View larger version (109K): [in a new window]   Fig. 5. RGC and axon distribution in 3-week-old retinas. (A-C) Wild-type (A), Brn3b–/– (B) and Brn3b/Brn3c double mutant (C) retinas from the dorsal-nasal region. Retinas were labeled with anti-ß3-tubulin (RGCs and axons, green) and propidium iodide (nuclei, red). The number of axons in the Brn3b–/– retina (B) was greatly reduced when compared with that of the wild type (A). The number of axons deceased only slightly in the double-mutant retina (C). The thick branching green-labeled structures are blood vessels and capillaries nonspecifically labeled. (D-F) Enlarged views of wild-type (D), Brn3b–/– (E) and Brn3b/Brn3c double-mutant (F) retinas from the ventral-temporal region. Optic disks are located at the bottom out of frame. Retinas were labeled with anti-ß3-tubulin (RGCs and axons, green), ChAT (displaced amacrine cells, blue) and propidium iodide (nuclei, red). The number of axons was greatly reduced in the Brn3b/Brn3c double mutant retina (F) when compared with a Brn3b–/– retina (E). The thick branching green-labeled structures (arrows) are blood vessels and capillaries that were nonspecifically labeled with anti-mouse IgG secondary antibody. Note that excess capillaries were embedded in the RGC layer. Some large nuclei are surrounded by ChAT-positive signals in F. It is possible that these signals resulted from the processes of the overproduced amacrine cells. (G-I) The same images as D-F with the green and blue channels removed. The smaller condensed nuclei (blue arrows) correspond to ChAT-positive amacrine cells, while the large diffuse nuclei (green arrows) correspond to RGCs. (J-L) Low-magnification views of cross sections collected from wild-type (J), Brn3b–/– (K) and Brn3b/Brn3c double mutant (L) retinas. Sections were labeled as in D-F. Note the optic fiber layer in green at the bottom of the Brn3b–/– retina (K) is much thinner than that of the wild-type retina (J), and the optic fiber in the double mutant retina (L) is barely detectable. (M-O) Enlarged views of cross sections collected from wild-type (M), Brn3b–/– (N) and Brn3b/Brn3c double mutant (O) retinas. Labeling was the same as in D-F. RGCs are indicated by arrowheads.

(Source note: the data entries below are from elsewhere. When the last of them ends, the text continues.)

PR #1692, opened 2026-05-19
Use streaming uploads for compacted SSTs

### LINKED ISSUE #1679: Manual flush can produce L0 SST larger than object-store single-PUT limit
**Describe the bug**

A manual memtable flush can produce a single L0 SST larger than the object store's single-PUT limit.

We observed this with Ceph RGW via the S3-compatible `object_store` implementation. The failing request is a PUT for an SST under `compacted/...`, and RGW returns `EntityTooLarge` once the object exceeds its 5GiB single-PUT limit.

This may be partly a missing guardrail rather than a pure bug, but the surprising behavior is that a valid accepted write batch / flush path can produce an SST object too large for the configured object store upload path.

**To Reproduce**

Configuration/context:

- SlateDB version: observed on `0.11.2`
- Object store: Ceph RGW through the S3-compatible `object_store` implementation
- `wal_enabled = false`
- Manual `db.flush()` on checkpoint cadence
- `l0_sst_size_bytes = 64MiB`
- Compaction `max_sst_size = 256MiB`

Workload shape:

- Application writes a large atomic `WriteBatch`.
- The batch is accepted by SlateDB.
- On manual `db.flush()`, SlateDB appears to build one large L0 SST from the immutable memtable.
- The SST upload uses a single PUT and fails once the object exceeds the object store's single-PUT limit.

**Expected behavior**

SlateDB should not produce an SST upload that the configured object store cannot accept, or there should be a clear/configurable way to prevent it.

Multipart upload would address the immediate `EntityTooLarge` failure, but it would not fully address the SST sizing issue. A single multi-GB L0 SST is still undesirable for read, compaction, cache, etc.. Ideally, flush output could be bounded to a target/max SST size while still being published atomically through the manifest.

**Screenshots**

N/A

**Build**

- OS: Kubernetes/Linux
- SlateDB Version: `0.11.2`
- Object Store: Ceph RGW via S3-compatible `object_store`

**Additional context**

As I understand, `l0_sst_size_bytes` is a lower-bound/freeze threshold rather than a hard upper bound, and `max_sst_size` applies to compaction output rather than memtable flush output.

In our use case, a write batch is used as the atomic visibility boundary for a checkpoint/recovery snapshot, so simply splitting the application writes into independent batches is not ideal unless there is another atomic publish mechanism.

- [Discord Thread](https://discord.com/channels/1232385660460204122/1504952068996337776)

agavra:
## Summary

Fixes #1679. Large compacted SST uploads now go through `object_store::buffered::BufWriter`, so we can switch to multipart upload instead of failing the single PUT size limit.

## Changes

- Route compacted SST writes through `BufWriter`.
- Keep WAL SST writes on conditional single PUTs, since they need create-if-absent semantics (the bug will still exist if you enable WAL).
- Add focused object-store tests for the compacted SST path and the WAL limitation.

## Notes for Reviewers

I considered moving L0 flushes to write through `EncodedSsTableWriter` directly (as Chris suggested) but I kept this change in `TableStore::write_sst` instead because segmented L0 flushes currently build per-segment SSTs and upload those segments in parallel. A direct L0 writer would need significant refactoring to preserve that concurrency and retry behavior.

## Checklist

### DIFF
--- a/slatedb/src/tablestore.rs
+++ b/slatedb/src/tablestore.rs
@@ -214,9 +214,20 @@ impl TableStore {
         );
 
         let object_store = self.object_stores.store_for(id);
-        let data = encoded_sst.remaining_as_bytes();
         let path = self.path(id);
-        write_sst_in_object_store(object_store.clone(), id, &path, &data).await?;
+        match id {
+            SsTableId::Compacted(_) => {
+                write_sst_streaming_in_object_store(object_store.clone(), &path, encoded_sst)
+                    .await?;
+            }
+            // WAL SSTs rely on PutMode::Create for fencing. The generic
+            // object_store multipart API cannot express that condition, so WALs
+            // stay on the conditional single-PUT path for now.
+            SsTableId::Wal(_) => {
+                let data = encoded_sst.remaining_as_bytes();
+                write_sst_in_object_store(object_store.clone(), id, &path, &data).await?;
+            }
+        }
 
         if let Some(ref cache) = self.cache {
             if write_cache {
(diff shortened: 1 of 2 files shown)


criccomini (approved):
LGTM!

PR #1693, opened 2026-05-19
Filter policies uniffi changes

nomiero:
## Summary

## Changes

Claude generated code for FFI changes for filters. 

## Checklist

Thank you for the review! 🙏


bindings/uniffi/src/filter_policy.rs
```diff
@@ -0,0 +1,247 @@
...
+/// Opaque caller-supplied context forwarded to custom filter policies at
+/// query time.
+///
+/// Custom filter policies read this to parametrize their evaluation; built-in
+/// policies (including the bloom filter) ignore it.
+#[derive(Clone, Debug, uniffi::Enum)]
+pub enum FilterContext {
+    /// Inline payload. The byte vector must be exactly 64 bytes long. Smaller
+    /// or larger payloads are rejected when the context is converted for use.
+    Inline { payload: Vec<u8> },
```
nomiero: fixed size array is not supported and claude did this as a workaround. Not great IMO. We can add the previous Bytes variant back if this is a problem.

criccomini: > previous Bytes variant back if this is a problem

Where's the previous bytes variant? Not sure what you mean here.

criccomini (commented):
LGTM. Mind rerunning the `scripts/generate-go-bindings.sh` script? The Go bindings are not autogenerated (and are committed in the monorepo) to maintain compatibility with pkg.go.dev.

criccomini:
Some of the Java tests look like they need an update, too. Missing ScanOptions/ReadOptions params (probably filter).

bindings/uniffi/src/filter_policy.rs
nomiero: The `FilterContext` had two variants when I introduced it in the PR https://github.com/slatedb/slatedb/pull/1589#discussion_r3139647452 

So we can make the bindings never use the inline variant if we introduce the `Bytes` again.

criccomini: Oh, right! Yea, that seems a bit cleaner. I think for bindings, we're already going through so many layers an extra Bytes heap allocation will be fine. And it'll improve ergonomics here.

criccomini (approved):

View larger version (23K): [in a new window]   Fig. 6. Altered cell population in the ganglion cell layer of Brn3b–/– and Brn3b/Brn3c double mutant retinas. Six 200 x 200 µm images collected from three different retinas from each indicated genotype were scored for small (amacrine, blue) and large (RGC, green) nuclei. Ambiguous nuclei were counted and assigned equally to each category.

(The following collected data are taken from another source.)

PR #1694, opened 2026-05-20
replay the exact range of the wal from `replay_after_wal_id` to the fencing wal

rodesai:
## Summary

Changes wal replay to replay the exact range of the wal from `replay_after_wal_id` to the fencing wal. Previously, `Db` would re-resolve the end of the WAL when replaying. This could allow it to resolve an incorrect ending range (either too many WAL files if another writer has come in and fenced), or too few WAL files (if WAL has been GC'd)

## Notes for Reviewers

## Checklist

Thank you for the review! 🙏

### DIFF
--- a/slatedb/src/db/builder.rs
+++ b/slatedb/src/db/builder.rs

View larger version (91K): [in a new window]   Fig. 7. Anterograde-labeled optic chiasms from wild-type, Brn3b–/– and Brn3b/Brn3c-double mutant mice. At P2, DiI (red) was injected into the vitreous space of right eyes and DiASP (green) into left eyes. Images were collected with a confocal microscope at P3 through the visible thickness of the optic chiasms at 5 µm intervals. (A) Wild-type optic chiasm showing representative decussation. (B) Brn3b–/– optic chiasm showing highly abnormal crossing patterns. Optic nerves were thinner than those from wild-type and many axons were observed sprouting from the optic nerve and projecting to the ventral hypothalamus. (C) Brn3b/Brn3c double-mutant optic chiasm showing partially restored decussation. (D-F) Axons from the left eye of those shown in A-C to visualize the small portion of ipsilaterally projecting axons. Note the abnormally abundant ipsilateral axons in E and the absence of misrouted and ipsilateral axons in F.

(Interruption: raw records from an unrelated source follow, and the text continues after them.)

Issue #3516, opened 2024-01-22
2024 New Year's Cleaning meta-issue


handrews:
***[EDIT: All issues listed here are now tracked via either the [Contributor Guidance project](https://github.com/orgs/OAI/projects/5/views/1) or [Automation & Infrastructure project](https://github.com/orgs/OAI/projects/4/views/1)]***

Towards the end of 2023, a number of folks expressed frustration with the apparently-static state of affairs regarding this repository's issues and PRs.  We've been taking action to fix that, starting with @baywet 's automation efforts and @lornajane 's issue-closing push.  The weekly TDC calls this year have devoted a lot of time to figuring out what to clean up and how to best get it done.

I'm filing this issue to track that work and make it visible to folks who don't join the weekly calls or keep track of the meeting notes.

Governance:

- [ ] Add new members to the @OAI/tsc (this process has [now been started](https://github.com/OAI/OpenAPI-Specification/issues/3496#issuecomment-1898900510))
- [x] #3489 (allows @OAI/openapi-maintainers write access to all but the actual specification documents)
- [ ] #3523 
- [ ] #3524 
- [ ] #3482 
- [ ] #1346 

Build, test, deploy, and automate:

- [ ] #3515 *See also the [list of fixes in question](https://github.com/OAI/OpenAPI-Specification/issues/3487#issuecomment-1885289778)*
- [ ] #3548
- [ ] #3432 
- [ ] #2400
- [x] #3557 
- [ ] https://github.com/OAI/OpenAPI-Specification/issues/151#issuecomment-1556268486 (specifically, add dates to non-dated schemas and define and document the deployment process)
- [x] #3430 
- [ ] #3576

Managing more repos and projects:

- [ ] #1246 (should we split any more non-spec content out of this repo?)
- [ ] #2872 (how to manage SIG-specific specifications)
- [ ] #3561

Planning releases:

- [ ] #3528 
- [ ] #3529 
- [x] #3508 

Managing the backlog:

- [ ] #3509 
- [ ] #3517 
- [ ] #3518 
- [ ] #3527 
- [x] #3533
- [ ] #3581

We may add other process tickets here during this batch of work, but we should close it when we feel like we've reached a new steady state.  I'll assign this to myself to keep the checklist up-to-date and close the issue when appropriate.

G1style:
G1style jump

handrews:
All issues listed here are now tracked in one of the following projects:

[...]

PR #3593, opened 2024-02-19
add oauth2 metadata url

AxelNennker:
OAuth2 authorization servers have metadata too. Not only openid connect OPs.

Add a field that allows to specify the AZ metadata URL which then makes specifying "flows" unnecessary.
One of the two fields must be specified but not both.


handrews:
@AxelNennker as @darrelmiller mentioned in #3584, we do not change published specifications.  Since this cannot be merged as-is, I am going to close it, but that has nothing to do with the merits of the change — I do encourage you to re-open PRs on 3.0.4 or 3.1.1!

Changes that apply to 3.0 should start on the `v3.0.4-dev` branch, on the `versions/3.0.4.md` file.  We can then propagate those changes to 3.1.1 and 3.2.0.  If the change is not applicable to 3.0, then it should start on `v3.1.1-dev` and `versions/3.1.1.md` (and it will get propagated to 3.2.0).  We are [working on improving](https://github.com/OAI/OpenAPI-Specification/issues/3516) our process documentation.

In terms of the content, I'm not sure what we do for other fields that are conditionally required, but any changes here should match the style of similar fields.

lornajane:
I also encourage you @AxelNennker to propose this change against the 3.1 branch, it would be good to keep our OAuth support current. @handrews gave an outline of the process in his reply, but please also let us know if you have questions on the process (it isn't intended to be the difficult part!)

View larger version (72K): [in a new window]   Fig. 8. Overexpression of HSV-GFPBrn3c in retinal explants. (A) HSV-GFP-Brn3c amplicon. The coding region of Brn3c was inserted between the XbaI and BamHI sites of the amplicon vector. GFP was driven by the CMV promoter, and Brn3c by the HSV IE4/5 promoter. The vector without the Brn3b insert served as a control. (B) Low-magnification view of a Brn3b–/– retinal explant infected with the HSV-GFP control amplicon. (C) An enlarged view of the peripheral region of the same sample as in B, showing a small number of abnormal neurites emanating from the tissue body. (D) Low-magnification view of a Brn3b–/– retinal explant infected with the HSV-GFP-Brn3c amplicon. (E) An enlarged view of the peripheral region of the same sample as in D showing a large number of neurites emanating from the tissue body. Inset shows branched structures (arrows).